Oh New Haven, How I Love/Hate You...

In many ways, New Haven is a miniaturized version of Manhattan--or at least that's the image it tries to purvey. Certainly, it is not devoid of fine dining, yoga studios, and hair salons. Okay, maybe they don't have "Doga," but honestly, what is that? When I first heard the description, I pictured myself attending a class with a large breed dog--perhaps a weimaraner or doberman. I really explode into the giggles when I try to imagine getting this dog to sit still for an entire hour, or to try to set this less-than-dainty pup on my belly as I take wheel pose.

....I digress. a) I don't have a weimaraner or doberman. b) As I stated previously, New Haven doesn't have doga, so why am I even debating this?

Right, what I was saying. New Haven has most of the things that a cultured Manhattanite would want in life. We even have a wide selection of art galleries and museums, thanks to Yale. And like many cities, we also have these:

The street sweeper. That awkwardly large, annoyingly loud vehicle that attempts to rid the streets of their litter and grime. (Although my cynical side is inclined to think that the less-than-green New Havenites that live on my side of the tracks probably erase the progress of these trucks in circa 15 minutes). The street sweeper is like a non-fun version of a zamboni--especially because there are no drunken hockey fans present to celebrate its arrival. The other thing that is just lovely about the street sweeper is that it is accompanied by a local towing company, and will promptly remove your car if it is in the way.

If you read up until this point, you are probably correct to assume that I fell victim to the mean and vicious street sweeper/tower duo. It's never fun to start your day to suddenly realize you forgot to move your car, run down the stairs (barely having the time to put on pants--I mean, priorities, people!), only to find that yes, your car is gone.

This situation, at least in my book, was made more comical by the fact that my car still contains my old bedroom dresser, left over from my move. Good thing I gave away my microwave to a neighbor the week before. So, not only was my car MIA; so was the dresser that I adorned with stickers at age 6.

At the end of the day, the car and the dresser were still intact, and after a $77 towing fee and $50 ticket, it was all mine again.

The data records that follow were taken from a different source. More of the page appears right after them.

Issue #358, opened 2020-08-13
mypy show type hint error


kulame:
i use mypy to check my code.
but it metioned:
    error: Skipping analyzing 'uvloop': found module but no type hints or library stubs

does uvloop support mypy check?

1st1:
Maybe there's a typeshed for it, but there's no out of the box support. You're welcome to work on adding that!

fantix:
This is fixed in #366 I think.

PR #366, opened 2020-11-02
Add typings

bryanforbes:
This PR adds typings for use with type checkers like `mypy`. Overall, this was fairly easy but two errors have to be suppressed with a `# type: ignore` comment:

* `remove_signal_handler()` returns a `bool` and typeshed has this method returning `None` in `AbstractEventLoop`. This seems to be an error in typeshed since the [docs](https://docs.python.org/3/library/asyncio-eventloop.html#asyncio.loop.remove_signal_handler) state it should return a bool.
* `create_connection()` in Python 3.8+ accepts two new arguments (`happy_eyeballs_delay` and `interleave`) and since `uvloop.Loop.create_connection()` doesn't allow those arguments, the two methods are incompatible. This may be unavoidable.

References #358

### DIFF
--- a/uvloop/loop.pyi
+++ b/uvloop/loop.pyi
@@ -1,6 +1,5 @@
 import asyncio
 import ssl
-import sys
 from socket import AddressFamily, SocketKind, _Address, _RetAddress, socket
 from typing import (
     IO,
--- a/uvloop/loop.pyi
+++ b/uvloop/loop.pyi
@@ -1,0 +1,290 @@
+import asyncio
+import ssl
+import sys
+from socket import AddressFamily, SocketKind, _Address, _RetAddress, socket
+from typing import (
+    IO,
+    Any,
+    Awaitable,
+    Callable,
+    Dict,
+    Generator,
+    List,
+    Optional,
+    Sequence,
+    Tuple,
+    TypeVar,
+    Union,
+    overload,
+)
+
+_T = TypeVar('_T')
+_Context = Dict[str, Any]
+_ExceptionHandler = Callable[[asyncio.AbstractEventLoop, _Context], Any]
+_SSLContext = Union[bool, None, ssl.SSLContext]
+
+class Loop:
+    def call_soon(
+        self, callback: Callable[..., Any], *args: Any, context: Optional[Any] = ...
+    ) -> asyncio.Handle: ...
+    def call_soon_threadsafe(
+        self, callback: Callable[..., Any], *args: Any, context: Optional[Any] = ...
+    ) -> asyncio.Handle: ...
+    def call_later(
+        self, delay: float, callback: Callable[..., Any], *args: Any, context: Optional[Any] = ...
+    ) -> asyncio.TimerHandle: ...
+    def call_at(
+        self, when: float, callback: Callable[..., Any], *args: Any, context: Optional[Any] = ...
+    ) -> asyncio.TimerHandle: ...
+    def time(self) -> float: ...
+    def stop(self) -> None: ...
+    def run_forever(self) -> None: ...
+    def close(self) -> None: ...
+    def get_debug(self) -> bool: ...
+    def set_debug(self, enabled: bool) -> None: ...
+    def is_running(self) -> bool: ...
+    def is_closed(self) -> bool: ...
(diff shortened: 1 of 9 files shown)


uvloop/loop.pyi
```diff
@@ -0,0 +1,397 @@
...
+    def set_read_buffer_limits(self, high: Optional[int] = ..., low: Optional[int] = ...) -> None: ...
+    def get_read_buffer_limits(self) -> Tuple[int, int]: ...
+    def get_read_buffer_size(self) -> int: ...
+    def write(self, data: Any) -> None: ...
+    def writelines(self, list_of_data: List[Any]) -> None: ...
+    def write_eof(self) -> None: ...
+    def can_write_eof(self) -> bool: ...
+    def abort(self) -> None: ...
+
+class _Server(asyncio.AbstractServer):
```
1st1, line 110: I'm curious why we need this as opposed to simply using `asyncio.AbstractServer`?

bryanforbes: `asyncio.AbstractServer` is defined as follows in typeshed:

```python
class AbstractServer:
    sockets: Optional[List[socket]]
    def close(self) -> None: ...
    if sys.version_info >= (3, 7):
        async def __aenter__(self: _T) -> _T: ...
        async def __aexit__(self, *exc: Any) -> None: ...
        def get_loop(self) -> AbstractEventLoop: ...
        def is_serving(self) -> bool: ...
        async def start_serving(self) -> None: ...
        async def serve_forever(self) -> None: ...
    async def wait_closed(self) -> None: ...
```

Since `uvloop` works on Python 3.5+ and `Server` defines those methods for all versions, `asyncio.AbstractServer` will be wrong for `uvloop` on Python 3.5 and 3.6.

1st1: I'll be dropping support for 3.5 and 3.6. 3.5 is no longer supported by Python core devs; 3.6 is in security fixes only mode. And with 3.9 now out, uvloop will be 3.7+ only in its next release, supporting three Python versions: 3.7, 3.8, and 3.9.

bryanforbes: That's good to know! I'll go back over this PR with that in mind.

bryanforbes: One thing to note: I think we'll still need `_Server` because `AbstractServer.sockets` is `Optional[List[Socket]]` and `Server.sockets` is `List[Socket]`.

1st1: I think we should stick to AbstractServer typing here too. That makes it easy for us to fix our `Server.sockets` property to follow the spec.

bryanforbes: Some of these others I added while I was navigating the source. I'll make sure I validate all of these are needed when I go over this again.

1st1: Yes, thanks. And we can always fix uvloop code that doesn't conform to asyncio APIs.

bryanforbes: Sorry that it's taken so long to get back to this. I've updated the PR based on your feedback and rebased on master. Unfortunately, the PR checks are failing prematurely.

1st1:
@fantix We can probably merge this one too, please review.

bryanforbes:
I can rebase this on master if it would make it easier to review. Just let me know.

fantix:
@bryanforbes Yes, please! Thank you!

bryanforbes:
I have a couple of small edits to make before you merge

fantix (approved):
LGTM!

bryanforbes:
@fantix I committed and pushed the edits. Let me know if you have questions about them. One thing to note: the two things I pointed out in the description of this PR are still issues. Once those methods are changed, the `# type: ignore[misc]` can be removed from `__init__.py`.

fantix:
> Once those methods are changed, the `# type: ignore[misc]` can be removed from `__init__.py`.

Sounds good 👍

1st1:
Thanks @bryanforbes!

bryanforbes:
Not a problem! If you ever have any typing questions, feel free to reach out to me.

1st1:
@bryanforbes thanks! If you have time please take a look at https://github.com/MagicStack/immutables/pull/54 -- another our package.

Issue #367, opened 2020-11-02
Wheel support for linux aarch64


odidev:
**Summary**
Installing uvloop on aarch64 via pip using command "pip3 install uvloop" tries to build wheel from source code.

**Problem description**
uvloop doesn't have wheel for aarch64 on PyPI repository. So, while installing uvloop via pip on aarch64, pip builds wheel for same resulting in it takes more time to install uvloop. Making wheel available for aarch64 will benefit aarch64 users by minimizing uvloop installation time.

**Expected Output**
Pip should be able to download uvloop wheel from PyPI repository rather than building it from source code.

@uvloop-team, please let me know if I can help you building wheel/uploading to PyPI repository. I am curious to make uvloop wheel available for aarch64. It will be a great opportunity for me to work with you.

elprans:
Added in #376.  Please note that manylinux on aarch64 is [not stable yet](https://github.com/pypa/manylinux/issues/84), so consider aarch64 wheels to be beta.

PR #369, opened 2020-11-18
Add wheel support for aarch64

odidev:
Added wheel support for aarch64.
Related to #367 .


1st1:
@elprans would appreciate you taking a look

ambv:
We should sit on this until aarch64 is fully specced out by the PyPA. More context at https://github.com/hynek/argon2-cffi/pull/74

elprans:
The current Github Actions workflow (merged in #376) contains support for aarch64 and 0.15.0 was actually released with aarch64 wheels.  Lets see how that works out.  If people start reporting weird issues on ARM, we'll pull them down.

PR #374, opened 2020-12-12
Use full path to performance.png

asfaltboy:
To make it visible in https://pypi.org/project/uvloop/


1st1 (approved):
It's a bit unfortunate that we have to do this :/

PR #399, opened 2021-02-13
Fix ref issue when protocol is in Cython

fantix:
Because `context.run()` doesn't hold reference to the callable, when e.g. the protocol is written in Cython, the callbacks were not guaranteed to hold the protocol reference. This PR fixes the issue by explicitly add a reference before `context.run()` calls.

Refs edgedb/edgedb#2222

### DIFF
--- a/uvloop/handles/basetransport.pyx
+++ b/uvloop/handles/basetransport.pyx
@@ -70,7 +70,9 @@ cdef class UVBaseTransport(UVSocketHandle):
             try:
                 # _maybe_pause_protocol() is always triggered from user-calls,
                 # so we must copy the context to avoid entering context twice
-                self.context.copy().run(self._protocol.pause_writing)
+                run_in_context(
+                    self.context.copy(), self._protocol.pause_writing,
+                )
             except (KeyboardInterrupt, SystemExit):
                 raise
             except BaseException as exc:
@@ -91,7 +93,9 @@ cdef class UVBaseTransport(UVSocketHandle):
                 # We're copying the context to avoid entering context twice,
                 # even though it's not always necessary to copy - it's easier
                 # to copy here than passing down a copied context.
-                self.context.copy().run(self._protocol.resume_writing)
+                run_in_context(
+                    self.context.copy(), self._protocol.resume_writing,
+                )
             except (KeyboardInterrupt, SystemExit):
                 raise
             except BaseException as exc:
--- a/uvloop/loop.pyx
+++ b/uvloop/loop.pyx
@@ -89,6 +89,34 @@ cdef inline socket_dec_io_ref(sock):
         sock._decref_socketios()
 
 
+cdef inline run_in_context(context, method):
+    # This method is internally used to workaround a reference issue that in
+    # certain circumstances, inlined context.run() will not hold a reference to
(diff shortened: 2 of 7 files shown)


1st1:
> Because context.run() doesn't hold reference to the callable

Perhaps we should also fix this in CPython 3.9.

uvloop/handles/basetransport.pyx
```diff
@@ -88,10 +90,12 @@ cdef class UVBaseTransport(UVSocketHandle):
         if self._protocol_paused and size <= self._low_water:
             self._protocol_paused = 0
             try:
+                # We need to hold a reference here because context.run() won't
+                resume_writing = self._protocol.resume_writing
                 # We're copying the context to avoid entering context twice,
                 # even though it's not always necessary to copy - it's easier
                 # to copy here than passing down a copied context.
-                self.context.copy().run(self._protocol.resume_writing)
+                self.context.copy().run(resume_writing)
```
1st1, line 98: I propose to do this differently. Create a helper function "run_in_context" and use it like

```
run_in_context(
    self.context.copy(),
    self._protocol.resume_writing
)
```

1st1: That new function then should consistently be used across the uvloop codebade.

uvloop/loop.pyx
```diff
@@ -89,6 +89,22 @@ cdef inline socket_dec_io_ref(sock):
         sock._decref_socketios()
 
 
+cdef inline run_in_context(context, method):
+    # This method is internally used to workaround a reference issue that in
```
1st1, line 93: My understanding here is that `method` is going to be increfed by cython even if `run_in_context` is inlined? Should we add explicit INCREF/DECREF here for clarity?

fantix: > `method` is going to be increfed by cython even if `run_in_context` is inlined?

Yes, Cython is always creating a new reference and `GOTREF` before calling the inlined function, and `DECREF` afterwards, unless the `method` is already a caller's local reference.

> Should we add explicit INCREF/DECREF here for clarity?

I'm okay either way - as this is likely a temporary workaround depending on if we should fix Cython or CPython, upon which I'd appreciate some light shed.

1st1: Let's add explicit incref/decref, the code will be way more clear that way. The performance penalty is going to be negligible. While it's temporary, we don't know how temporary it will be. If we want to fix Cython it can be an issue for a few months (although this doesn't look like a Cython issue, after all, right?). And if we want to fix CPython, it will take years before we stop supporting 3.9.1.

uvloop/loop.pyx
```diff
@@ -89,6 +89,22 @@ cdef inline socket_dec_io_ref(sock):
...
+    # certain circumstances, inlined context.run() will not hold a reference to
+    # the given method instance, which - if deallocated - will cause segault.
+    # See also: edgedb/edgedb#2222
+    return context.run(method)
```
1st1, line 97:
```suggestion
    INCREF(method)
    try:
        return context.run(method)
    finally:
        DECREF(method)
```

(this is what I meant, just in case)

PR #407, opened 2021-04-12
fix  `call_soon_threadsafe` but not really thread-safe

hehaha:


hehaha:
link with the [issue](https://github.com/MagicStack/uvloop/issues/408)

I suppose this is the price I pay to finally be living in a city again after six years. Sure, I had my stint living in the New York City area, albeit on the wrong side of the Hudson (sorry New Jersey-ites, but it's just not the same). I will chalk it up as one of the many war wounds I will surely accumulate as I live here. In the meantime, I will continue to enjoy the pleasures of living in a city that is as rich in culture as it is in crime. That reminds me: I need to buy some Mace.

To be continued....

p.s. The parking sign above is not actually from my street. Ours, I believe, reads no parking every 1st and 3rd Thursday from 7am-3pm. Always a joy.